▶ Task statement: Write out the data again in full, keeping every character the same.

▶ Data in this exercise:

PR #1956, opened 2022-12-20
Flatpak Runtimes

meisenzahl:
In preparation for https://github.com/elementary/appcenter/pull/1943 and potentially for https://github.com/elementary/os/pull/582, I propose that we remove updates for Flatpak Runtimes from the "Operating System Updates" category and group them in the new "Runtime Updates" category.

This would have the advantage that "Operating System Updates" would only be managed by PackageKit. This would simplify handling and presentation for https://github.com/elementary/appcenter/pull/1943.

| Before  | After  |
|:---:|:---:|
|   |  |
|  |  |

To test the changes, you can downgrade `io.elementary.Platform/x86_64/7.1`:

```bash
sudo flatpak update \
    --commit=995cc9d6c6b1ea57a4869bc4e59a7d325750899a24a1dc1043438d7e840ca466 \
    io.elementary.Platform/x86_64/7.1
```

### DIFF
--- a/src/Core/Package.vala
+++ b/src/Core/Package.vala
@@ -83,6 +83,7 @@ public class AppCenterCore.Package : Object {
     }
 
     public const string OS_UPDATES_ID = "xxx-os-updates";
+    public const string RUNTIME_UPDATES_ID = "xxx-runtime-updates";
     public const string LOCAL_ID_SUFFIX = ".appcenter-local";
     public const string DEFAULT_PRICE_DOLLARS = "1";
 
@@ -102,7 +103,7 @@ public class AppCenterCore.Package : Object {
     private bool _installed = false;
     public bool installed {
         get {
-            if (component.get_id () == OS_UPDATES_ID) {
+            if (is_os_updates || is_runtime_updates) {
                 return true;
             }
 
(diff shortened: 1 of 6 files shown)


meisenzahl:
`application-x-sharedlib` probably is a better choice:

meisenzahl:
I was not aware of `application-vnd.flatpak`:

danirabbit:
Makes sense to me! I'm +1 on the Flatpak bundle icon. Nice work :)

danirabbit:
Actually thinking about it, since there's unlikely to be more than a handful of runtime updates, do we really need to group them? I think the original idea behind grouping OS Updates was because there could easily be like a dozen or more of them at a time and they're all very cryptic and don't have appdata etc. but Flatpak runtimes should have appstream data and you probably will only ever see a couple of them at a time

meisenzahl:
@danirabbit I will prepare an alternative PR without grouping.

Marukesu:
> Actually thinking about it, since there's unlikely to be more than a handful of runtime updates, do we really need to group them? I think the original idea behind grouping OS Updates was because there could easily be like a dozen or more of them at a time and they're all very cryptic and don't have appdata etc. but Flatpak runtimes should have appstream data and you probably will only ever see a couple of them at a time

▶ Your response:
PR #1956, opened 2022-12-20
Flatpak Runtimes

meisenzahl:
In preparation for https://github.com/elementary/appcenter/pull/1943 and potentially for https://github.com/elementary/os/pull/582, I propose that we remove updates for Flatpak Runtimes from the "Operating System Updates" category and group them in the new "Runtime Updates" category.

This would have the advantage that "Operating System Updates" would only be managed by PackageKit. This would simplify handling and presentation for https://github.com/elementary/appcenter/pull/1943.

| Before  | After  |
|:---:|:---:|
|   |  |
|  |  |

To test the changes, you can downgrade `io.elementary.Platform/x86_64/7.1`:

```bash
sudo flatpak update \
    --commit=995cc9d6c6b1ea57a4869bc4e59a7d325750899a24a1dc1043438d7e840ca466 \
    io.elementary.Platform/x86_64/7.1
```

### DIFF
--- a/src/Core/Package.vala
+++ b/src/Core/Package.vala
@@ -83,6 +83,7 @@ public class AppCenterCore.Package : Object {
     }
 
     public const string OS_UPDATES_ID = "xxx-os-updates";
+    public const string RUNTIME_UPDATES_ID = "xxx-runtime-updates";
     public const string LOCAL_ID_SUFFIX = ".appcenter-local";
     public const string DEFAULT_PRICE_DOLLARS = "1";
 
@@ -102,7 +103,7 @@ public class AppCenterCore.Package : Object {
     private bool _installed = false;
     public bool installed {
         get {
-            if (component.get_id () == OS_UPDATES_ID) {
+            if (is_os_updates || is_runtime_updates) {
                 return true;
             }
 
(diff shortened: 1 of 6 files shown)


meisenzahl:
`application-x-sharedlib` probably is a better choice:

meisenzahl:
I was not aware of `application-vnd.flatpak`:

danirabbit:
Makes sense to me! I'm +1 on the Flatpak bundle icon. Nice work :)

danirabbit:
Actually thinking about it, since there's unlikely to be more than a handful of runtime updates, do we really need to group them? I think the original idea behind grouping OS Updates was because there could easily be like a dozen or more of them at a time and they're all very cryptic and don't have appdata etc. but Flatpak runtimes should have appstream data and you probably will only ever see a couple of them at a time

meisenzahl:
@danirabbit I will prepare an alternative PR without grouping.

Marukesu:
> Actually thinking about it, since there's unlikely to be more than a handful of runtime updates, do we really need to group them? I think the original idea behind grouping OS Updates was because there could easily be like a dozen or more of them at a time and they're all very cryptic and don't have appdata etc. but Flatpak runtimes should have appstream data and you probably will only ever see a couple of them at a time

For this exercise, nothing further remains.